PR #3701, opened 2025-03-03
vcsim: remove simulator.Map package variable

dougm:
This package var has prevented multiple instances of vcsim running in parallel the same process.
Each simulator Model/Service instance now has its own Registry (Map) instance and Context.
The simulator.{Test,Run} functions are now passed the simulator.Context instance as the
context.Context callback param. 'simulator.Map' is now a helper function / shortcut to
reference the Map field of the Context instance.

BREAKING: simulator.Map package variable has been removed

BREAKING: simulator.SpoofContext function has been renamed to NewContext

### DIFF
--- a/cns/simulator/simulator_test.go
+++ b/cns/simulator/simulator_test.go
@@ -58,7 +58,7 @@ func TestSimulator(t *testing.T) {
 	existingNumDisks := len(queryResult.Volumes)
 
 	// Get a simulator DS
-	datastore := simulator.Map.Any("Datastore").(*simulator.Datastore)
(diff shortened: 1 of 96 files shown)


dougm:
vm-operator update against this branch: https://github.com/vmware-tanzu/vm-operator/compare/main...dougm:vcsim-refactor

dilyar85 (approved):
LGTM! I didn't review every line due to the size of the change, but I did some sanity checks and confirmed there's no usage of the `simulator.Map` package var. Thanks @dougm!

PR #3702, opened 2025-03-05
govc: add volume.extend command

dougm:
govc: add volume.rm -keep flag to retain backing disk

vcsim: don't delete backing disk in CnsDeleteVolume when DeleteDisk==false

chore: Use cns Task helpers in govc volume commands

### DIFF
--- a/cns/cns_util.go
+++ b/cns/cns_util.go
@@ -1,18 +1,6 @@
-/*
-Copyright (c) 2019 VMware, Inc. All Rights Reserved.
-
-Licensed under the Apache License, Version 2.0 (the "License");
-you may not use this file except in compliance with the License.
-You may obtain a copy of the License at
-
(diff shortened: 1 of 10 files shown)


cns/cns_util.go
```diff
@@ -49,9 +37,6 @@ func GetQuerySnapshotsTaskResult(ctx context.Context, taskInfo *vim25types.TaskI
 	}
 	if taskInfo.Result != nil {
 		snapshotQueryResult := taskInfo.Result.(cnstypes.CnsSnapshotQueryResult)
-		if &snapshotQueryResult == nil {
```
aruneshpa, line 52: I don't understand this.  Was this a pointer to a pointer?  If so, do we no longer want to check this?

aruneshpa (approved):
LGTM.  Thanks @dougm !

__Task brief__
The material must be repeated in full, with every line exact.

__Response area__
PR #3701, opened 2025-03-03
vcsim: remove simulator.Map package variable

dougm:
This package var has prevented multiple instances of vcsim running in parallel the same process.
Each simulator Model/Service instance now has its own Registry (Map) instance and Context.
The simulator.{Test,Run} functions are now passed the simulator.Context instance as the
context.Context callback param. 'simulator.Map' is now a helper function / shortcut to
reference the Map field of the Context instance.

BREAKING: simulator.Map package variable has been removed

BREAKING: simulator.SpoofContext function has been renamed to NewContext

### DIFF
--- a/cns/simulator/simulator_test.go
+++ b/cns/simulator/simulator_test.go
@@ -58,7 +58,7 @@ func TestSimulator(t *testing.T) {
 	existingNumDisks := len(queryResult.Volumes)
 
 	// Get a simulator DS
-	datastore := simulator.Map.Any("Datastore").(*simulator.Datastore)
(diff shortened: 1 of 96 files shown)


dougm:
vm-operator update against this branch: https://github.com/vmware-tanzu/vm-operator/compare/main...dougm:vcsim-refactor

dilyar85 (approved):
LGTM! I didn't review every line due to the size of the change, but I did some sanity checks and confirmed there's no usage of the `simulator.Map` package var. Thanks @dougm!

PR #3702, opened 2025-03-05
govc: add volume.extend command

dougm:
govc: add volume.rm -keep flag to retain backing disk

vcsim: don't delete backing disk in CnsDeleteVolume when DeleteDisk==false

chore: Use cns Task helpers in govc volume commands

### DIFF
--- a/cns/cns_util.go
+++ b/cns/cns_util.go
@@ -1,18 +1,6 @@
-/*
-Copyright (c) 2019 VMware, Inc. All Rights Reserved.
-
-Licensed under the Apache License, Version 2.0 (the "License");
-you may not use this file except in compliance with the License.
-You may obtain a copy of the License at
-
(diff shortened: 1 of 10 files shown)


cns/cns_util.go
```diff
@@ -49,9 +37,6 @@ func GetQuerySnapshotsTaskResult(ctx context.Context, taskInfo *vim25types.TaskI
 	}
 	if taskInfo.Result != nil {
 		snapshotQueryResult := taskInfo.Result.(cnstypes.CnsSnapshotQueryResult)
-		if &snapshotQueryResult == nil {
```
aruneshpa, line 52: I don't understand this.  Was this a pointer to a pointer?  If so, do we no longer want to check this?

aruneshpa (approved):
LGTM.  Thanks @dougm !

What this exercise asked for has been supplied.